The students then collected a black crappie, spotted bass and a largemouth bass. Jay held up the spotted bass and said, "Want to feel its tongue and throat?" The students glanced skeptically at one another. Finally Lindsay stepped forward and gently put her finger in the fish's mouth.

"Can you feel a kind of rough patch back there?" Jay asks her. Lindsay nods yes. "Now feel this one. Do you feel it?"

"Not as much," she replies. Spotted bass have a rough tongue patch and largemouth bass have smoother ones. They identified a few more fish, then let them go.

By noon, the students knew more fisheries biology than many experienced anglers. Suckers, shad, bass, crappie, bluegill-they had them down. Next it was time to make the short drive to Mingo National Wildlife Refuge for a close look at aquatic creatures.
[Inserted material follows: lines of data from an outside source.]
PR #1346, opened 2026-05-07
day1_lab using ollama

arpitt-bharti:


ed-donner:
Great - thanks so much!

PR #1364, opened 2026-05-17
Priya's lab3 solution for 2_openai(cleared outputs)

Priya-raja:
Implemented guardrails for email tool in sales agents tasks.


Priya-raja:
@ed-donner Hi Ed. Pls look into the tool guardrails. I found from OpenAI docs to implement it on the email tool.

ed-donner:
Great - thanks so much!

PR #1453, opened 2026-07-09
Add Leckan's lab 1 solution (cleared outputs)

Leckan:
Leckan's solution to Lab 1 added.


ed-donner:
Great - thanks so much!

PR #1458, opened 2026-07-12
Omniroute

waqarwld:
this branch will implement local llm like omniroute or ollama .


waqarwld:
this just keep separate branch not for merging into main branch

PR #1464, opened 2026-07-15
add community contributions for llm as a judge

jsjasee:
Added 2 new features - a guardrail that checks the users question and LLM as a judge to check the output of the LLM.


ed-donner:
Great - thanks so much!

PR #1471, opened 2026-07-16
Add Shru's lab 1 solution (cleared outputs) and it also contains all …

skyshru:
…the documentation for day 1 so anyone can reproduce it


ed-donner:
Great - thanks so much!

PR #1487, opened 2026-07-22
This is the first lab on agents

Onyekaeveristus:
It builds a new prompt that shows all 3 options back to the AI and asks: "Which one of these is the most complex/challenging — the kind of thing that really needs a multi-step AI agent, not just a quick one-off task? Just reply with the number."
It sends that prompt and gets back a short reply, hopefully just "1", "2", or "3".
It uses re.search to pull the first digit (1–3) out of that reply, in case the AI adds extra words around it.
If no number is found for some reason, it safely defaults to Option 1.
It then looks up that chosen option's full text and prints it


ed-donner:
Hey,
I'm super grateful that you've worked on this and are sharing your contribution. It looks like this might not be ready to be merged - please can I ask you to review this:

https://edwarddonner.com/pr

The most common issue is that you've included a file outside community-contributions. This would impact all students on the course. You can see this by going to the "Files changed" tab in this PR; the only changes should be to files in community-contributions.

If there's a good reason to change files outside community-contributions, like an important bug fix, then please let me know (and thank you!)

The 2nd most common reason is that you've not cleared outputs of Notebooks, leading to large code changes. Instructions at the link above.

The 3rd common reason is that you've included too many changes, such as many thousands of lines of code, or a large number of files. I'm grateful for your work, but see the link above for ways we can include this without the repo getting too large.

The PR details in this Github screen shows you the files changed, and at the top right the number of lines added (in Green) and deleted (in Red) by this PR. Typically the Green number should be less than 2,000 and the red number should be 0.

I very much look forward to merging when this is addressed. Thanks so much
Ed

PR #1488, opened 2026-07-23
fix: work around Windows Jupyter stderr incompatibility

smanefield:
When running under IPykernel (e.g. Jupyter Notebook/Lab or VS Code notebooks) on Windows, sys.stderr is not backed by a real file descriptor and fileno() raises io.UnsupportedOperation. 

Passing subprocess.DEVNULL avoids this incompatibility.
It is minimally invasive, leaving the behavior unchanged everywhere else.
It is designed to not affect Non-Windows users and/or users who are not running from a Jupyter notebook.

### DIFF
--- a/6_mcp/backend/accounts_client.py
+++ b/6_mcp/backend/accounts_client.py
@@ -1,7 +1,29 @@
+import sys
 import mcp
 from pathlib import Path
 from mcp.client.stdio import stdio_client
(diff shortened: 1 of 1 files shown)


ed-donner:
massive thanks - and for the defensive checks there. Hugely appreciated.

PR #1489, opened 2026-07-23
fix:  allow the latest playwright to browse local files

smanefield:
Playwright security seems to have been recently hardened to restrict the browsing of any local files.
It makes sense.
In our case though, we point playwright's MCP server at specific local files like game.html, which we know to be safe.
We can overcome Playwright's reluctance to browse locally by adding a single parameter to the args list for the MCP Server: 
`"--allow-unrestricted-file-access"`


ed-donner:
And again - superb. Thank you so much.

PR #1517, opened 2026-07-31
Community contributions w3d5

jsjasee:
Summary:
1. Changed crewai crew from sequential to hierarchical
2. Experimented with openrouter models which are cheaper
3. Added a manager agent so that the engineering-lead agent can only focus on the system design and not balance the task of delegating tasks.

Result:
1. Generated a comparable final product for only 1.50 dollars, which shows that open source models can also have decent performance.


ed-donner:
Great - thanks so much!

PR #1534, opened 2026-08-09
add community contributions for week 4 day 3 based on challenges

jsjasee:
Completed challenges for w4d3:
1. Added memory to the browser agent and confirmed that it remembers its output by prompting it to recall the name of the first news title
2. Confirmed that the middleware works by using different websites and also created a block-list and made the middleware async


ed-donner:
Great - thanks so much!

PR #1538, opened 2026-08-11
Fix: Capture stderr in sandbox_python tool and make agent names match…

tony-howard-fsu:
…able

Two related bugs in the engineering_team reference implementation:

1. run_sandbox_python discarded stderr: Python's unittest module and uncaught exceptions write to stderr by default, not stdout. The tool was silently throwing away the only output that explained test failures or crashes, leaving agents unable to distinguish success from failure. Now returns exit code, stdout, and stderr clearly labeled.

2. Agent role names were unmatchable: When using hierarchical processes, delegate_to_coworker calls failed to find agents because roles used long descriptive names instead of concise titles. Updated all agent roles to match their names: backend_engineer, frontend_engineer, etc. Preserved the original role descriptions as the first line of each goal for clarity.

Open up and say, "Aahhh." you can learn a lot by peering down a fish's throat.

 
From the banks, each student scooped up small buckets of water and plant life. They identified several beetles, a crayfish, algae and lots of different plant material. Daniel pointed to something floating in his specimen tray. Jay came over and announced, "Scuds. What you see here are one of the reasons we have so many ducks here in spring. In the spring, these tiny animals are all over the place. The ducks swim along and just scoop them up."

Sitting at a picnic table, each student placed samples under microscopes. Jay talked about microscopic aquatic animals called zooplankton and protozoa. These life forms are important sources of food for many larger animals.

"Without any of these critters," says Jay, "what would the fish eat? If we wiped out all the zooplankton, what would happen?" Pretty soon, the students discussed food chains and the concept of a web of life-how all living things are interconnected-the theme of their winning posters. By the end of the day, the pictures and concepts they had drawn on their posters had come alive right before their eyes. Not a bad prize, huh?